The drive to south point was a different experience too. The land got very dry and grassy, and the wind was intense! The guidebooks say that the wind blows constantly here, and the land is not much use except for grazing cattle. The sand is fine and brown, and gets in your eyes and ears and mouth. It isn’t what you expect to see in Hawaii! Once we got
almost to the end of the road, there was a turn-off where quite a few people were fishing off the high cliffs. Take a look at the pictures - try to imagine the strong wind trying to blow you off, combined with the height of the cliffs……it was really crazy!
We tried to find the green sand beach - signs are slim to none to direct you - and finally got on the right road to the parking area (little dirt spot where some cars were pulled off) at the extreme southernmost point of the island, and the most southern part of the USA. We started out, as the guide book said it was a 2-mile hike, but after climbing over the rocky uneven road for a few minutes, and talking to some people who had gone farther, and feeling the wind and grit in our faces trying to push us backwards (we couldn’t even talk to each other without shouting, the wind was that strong), we decided against it. There was a bit of greenish looking sand on the road, and some folks told us that was the same as the beach sand, so we gave up. It
took two days of heavy rain over in Hilo to get the brown dirt off the car!
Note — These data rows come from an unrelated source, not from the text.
PR #2924, opened 2018-01-30
Fix Windows build, embed interop types, generate documentation files

dsplaisted:
- Fix Windows build when not called from build script
- Embed interop types
- Generate documentation files, include them in NuGet packages

### DIFF
--- a/Directory.Build.targets
+++ b/Directory.Build.targets
@@ -1,11 +1,7 @@
 <Project>
-  <!-- Taken from Microsoft.VisualStudio.SDK.EmbedInteropTypes NuGet package which tries to fix this issue
-       (but doesn't include this assembly in their list).  -->
-  <Target Name="LinkVSEmbeddableAssemblies" DependsOnTargets="ResolveReferences" AfterTargets="ResolveReferences">
-    <ItemGroup>
-      <ReferencePath Condition="'%(FileName)' == 'Microsoft.VisualStudio.Setup.Configuration.Interop'">
-        <EmbedInteropTypes>true</EmbedInteropTypes>
-      </ReferencePath>
-    </ItemGroup>
-  </Target>
+
+  <ItemGroup Condition="'$(TargetFrameworkIdentifier)' == '.NETFramework'">
+    <PackageReference Include="Microsoft.VisualStudio.SDK.EmbedInteropTypes" Version="15.0.15" />
+  </ItemGroup>
+
 </Project>
--- a/src/Directory.Build.props
+++ b/src/Directory.Build.props
@@ -39,6 +39,10 @@
          https://github.com/Microsoft/msbuild/issues/2865-->
     <GenerateResourceMSBuildArchitecture>CurrentArchitecture</GenerateResourceMSBuildArchitecture>
     <GenerateResourceMSBuildRuntime>CurrentRuntime</GenerateResourceMSBuildRuntime>
+
+    <GenerateDocumentationFile>true</GenerateDocumentationFile>
+    <!-- Disable warnings from XML documentation. https://github.com/Microsoft/msbuild/issues/2927 -->
+    <NoWarn>$(NoWarn);1570;1572;1573;1587</NoWarn>
   </PropertyGroup>
 
   <ItemGroup>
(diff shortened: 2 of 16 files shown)


dsplaisted:
@dotnet-bot test OSX10.13 Build for CoreCLR

Directory.Build.targets
```diff
@@ -1,11 +1,21 @@
...
+       Microsoft.VisualStudio.SDK.EmbedInteropTypes package enables by default), because otherwise
+       VtblGap methods get generated in the reference source, resulting in compilation errors:
+          CS0531: 'ISetupInstance2._VtblGap1_8()': interface members cannot have a definition
+    -->
+  <Target Name="LinkVSEmbeddableAssemblies" DependsOnTargets="ResolveReferences" AfterTargets="LinkVSSDKEmbeddableAssemblies"
+          BeforeTargets="FindReferenceAssembliesForReferences">
     <ItemGroup>
       <ReferencePath Condition="'%(FileName)' == 'Microsoft.VisualStudio.Setup.Configuration.Interop'">
-        <EmbedInteropTypes>true</EmbedInteropTypes>
+        <EmbedInteropTypes>false</EmbedInteropTypes>
```
cdmihai: Doesn't this mean we have to redistribute them?

src/Directory.Build.props
```diff
@@ -39,6 +39,9 @@
          https://github.com/Microsoft/msbuild/issues/2865-->
     <GenerateResourceMSBuildArchitecture>CurrentArchitecture</GenerateResourceMSBuildArchitecture>
     <GenerateResourceMSBuildRuntime>CurrentRuntime</GenerateResourceMSBuildRuntime>
+
+    <GenerateDocumentationFile>true</GenerateDocumentationFile>
+    <NoWarn>$(NoWarn);1570;1572;1573;1587</NoWarn>
```
cdmihai: What are those warnings? Shouldn't we leave them on?

Directory.Build.targets
AndyGerlicher: Yeah this is wrong. Adding that package above should set `EmbedInteropTypes` to `true` which is what we want (passes them as `/link` rather than a reference to the compiler).

src/Shared/UnitTests/TestEnvironment.cs
```diff
@@ -74,10 +74,6 @@ private void Cleanup()
                 foreach (var item in _invariants)
                     item.AssertInvariant(_output);
             }
-            else
-            {
-                throw new InvalidOperationException("Already disposed");
```
cdmihai: Was this failing anywhere? Why?

src/Directory.Build.props
AndyGerlicher: At least document what they are and if/when they should be removed from this list.

src/Shared/UnitTests/TestAssemblyInfo.cs
```diff
@@ -91,3 +95,24 @@ public void Dispose()
...
+    public void Dispose()
+    {
+        if (!_disposed)
+        {
+            _testEnvironment.Dispose();
+
+            _disposed = true;
+        }
+    }
+}
```
AndyGerlicher: This is great! I'm actually pretty surprised the tests pass with this :)

src/Shared/UnitTests/TestEnvironment.cs
dsplaisted: Yes, when an invariant failed, then the exception would stop `GC.SuppressFinalize` from being called, and so `Cleanup` would be called again from the destructor.

Directory.Build.targets
dsplaisted: I'm not sure, I think they're in the GAC.  I had problems with the reference assembly source when this was enabled.  If we have to embed interop types for this assembly we'll have to find a way to fix the reference assembly issue.

src/Directory.Build.props
dsplaisted: These are the warnings about the XML doc comments.  There were hundreds of them.  I couldn't see that they were disabled before the toolset upgrade, but I checked a bit of the code in master, and it looked like the warnings would have been generated there too.  So I think somehow they were being ignored.

PR #5549, opened 2020-07-27
Converting target framework intrinsic functions to use min version parts

sfoslund:
MSBuild side of https://github.com/dotnet/sdk/issues/12614


src/Build.UnitTests/Evaluation/Expander_Tests.cs
```diff
@@ -2890,7 +2891,8 @@ public void PropertyFunctionTargetFrameworkVersionMultipartParsing(string tfm, i
 
         [Theory]
         [InlineData("net5.0-windows10.1.2.3", 4, "10.1.2.3")]
-        [InlineData("net5.0-windows10.1.2.3", 2, "10.1")]
+        [InlineData("net5.0-windows10.1.2.3", 2, "10.1.2.3")]
+        [InlineData("net5.0-windows0.0.0.3", 2, "0.0.0.3")]
```
Forgind, line 2895: I think you account for it properly, but it would be nice to see a test with a 0 in the middle like 10.0.2.3.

Then we went on to the black sand beach at Punaluu Beach Park. It was easy to find and didn’t involve a hike. The sand is created from the ocean waves breaking up the volcanic rock into black sand. The day we were there, three or four green sea turtles were resting on the beach. There were signs everywhere reminding people that the turtles are protected, and not to get closer than 15 feet from them. People are so stupid! They were going right up to them, almost touching them, to get their pictures. We were talking to a resident of the island who was watching over them, and who said that this happens all the time. As long as the turtles aren’t touched or harassed though, I guess it is OK. He offered to take our picture on the beach with the turtle close by.
All in all, it was a long drive, and a long day, but another wonderful day in Hawaii!